Sell Score is a predictive analytics tool that identifies which off-market residential properties are likely to transact sooner than others in their area, measured on a High, Medium, and Low scale. Sell Score is attached to properties, whereas Buy Score is attached to individuals. When you see a Sell Score attached to an individual on the People tab of the Track page, that Sell Score corresponds to the latest known associated property for the person.
Note: We disable Sell Score for active listings, and leave it disabled until 6 months after the property has sold, the listing has expired, or the listing has been canceled.
You can use the Sell Score filter on the Discover map to quickly identify properties with different Sell Score levels. See the What are the available layers? article to read about all the available layers in Remine. You can also filter your tracked properties by Sell Score on the Track page.

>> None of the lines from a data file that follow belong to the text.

PR #539, opened 2025-02-14
SSL certs generation made more robust

cbosdo:
## What does this PR change?

The rhn-ssl-tool script doesn't use only the part before the first dot
in all cases... Implement the same algorithm in sh to find the folder
where the generated certificate is located.

Also use -e to fail the certificate generation and avoid the error
message being lost in the logs.

## Codespace

## Test coverage
- No tests: shell script and covered by the CI

- [x] **DONE**

## Links

Issue(s): #

- [x] **DONE**

## Changelogs

- [x] No changelog needed

# Before you merge

### DIFF
--- a/mgradm/cmd/install/podman/ssl.go
+++ b/mgradm/cmd/install/podman/ssl.go
@@ -83,7 +83,8 @@ func generateSSLCertificates(image string, flags *adm_utils.ServerFlags, fqdn st
 	command = append(command, envNames...)
 	command = append(command, image)
 
-	command = append(command, "/usr/bin/sh", "-x", "-c", sslSetupScript)
+	// Fail fast with `-e`.
+	command = append(command, "/usr/bin/sh", "-e", "-c", sslSetupScript)
 
 	if _, err := newRunner("podman", command...).Env(envValues).StdMapping().Exec(); err != nil {
 		return []string{}, cleaner, utils.Error(err, L("SSL certificates generation failed"))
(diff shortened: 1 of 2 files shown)


Bischoff (approved):
thanks

mgradm/cmd/install/podman/ssl.go
```diff
@@ -95,6 +96,27 @@ func generateSSLCertificates(image string, flags *adm_utils.ServerFlags, fqdn st
 }
 
 const sslSetupScript = `
+	getMachineName() {
+	  hostname="$1"
+
+	  hostname=$(echo "$hostname" | sed 's/\*/_star_/g')
```
aaannz, line 102:
```suggestion
	  hostname="${hostname//\*/_star_)"
```

Should work too (assuming we call this script using bash)

```bash
$ X="*.test.*.com"
$ echo ${X//\*/_star_}
_star_.test._star_.com
```

mgradm/cmd/install/podman/ssl.go
```diff
@@ -95,6 +96,27 @@ func generateSSLCertificates(image string, flags *adm_utils.ServerFlags, fqdn st
...
+
+	  IFS=. read -r -a hn <<< "$hostname"
```
aaannz, line 104: Why is this needed? Seems like `hn` array is not used?

aaannz: Or was this an attempt to use `field_count=${#hn[@]}` instead of awk used later?

aaannz (commented):
Couple suggestions and also if you can remove `\"` from line 132. I have a feeling that extra `"` passed will break CNAME parsing.

mgradm/cmd/install/podman/ssl.go
cbosdo: We are calling it with `sh`

mgradm/cmd/install/podman/ssl.go
cbosdo: oh indeed, this is a remnant from the first versions of the script...

PR #560, opened 2025-04-10
Check for restorecon presence before using it

cbosdo:
## What does this PR change?

Host OS without SELinux may not have restorecon tool installed. Check it before using. (bsc#1240698)

## Links

Issue(s): https://github.com/SUSE/spacewalk/issues/26902
Ports: https://github.com/SUSE/uyuni-tools/pull/65

- [x] **DONE**

## Changelogs

- [ ] No changelog needed

# Before you merge

### DIFF
--- a/mgradm/shared/podman/podman.go
+++ b/mgradm/shared/podman/podman.go
@@ -160,13 +160,15 @@ func RunMigration(
 	}
 
 	// now that everything is migrated, we need to fix SELinux permission
-	for _, volumeMount := range utils.ServerVolumeMounts {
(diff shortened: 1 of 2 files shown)


mbussolotto (approved):
I was thinking something like checking if SELinux is enabled...but probably this solution is valid as well. LGTM

cbosdo:
> I was thinking something like checking if SELinux is enabled...but probably this solution is valid as well. LGTM

You could have SELinux disabled and restorecon installed... I pondered that too and decided the most reliable way is to check for the tool itself.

Predictive analytics involves using historical data with machine learning and artificial intelligence to predict what will happen in the future. We analyze historical data with a mathematical model that considers key trends and patterns. We then apply this model to current data to predict what will happen next.
The Sell Score model searches for underlying patterns based on available data. This means that agents will often have important information about a property that isn't included in the Sell Score model. For this reason, we recommend combining Sell Score with other layers, like Home Equity, to most effectively identify your target market.
Properties can have a Sell Score of High, Medium, or Low.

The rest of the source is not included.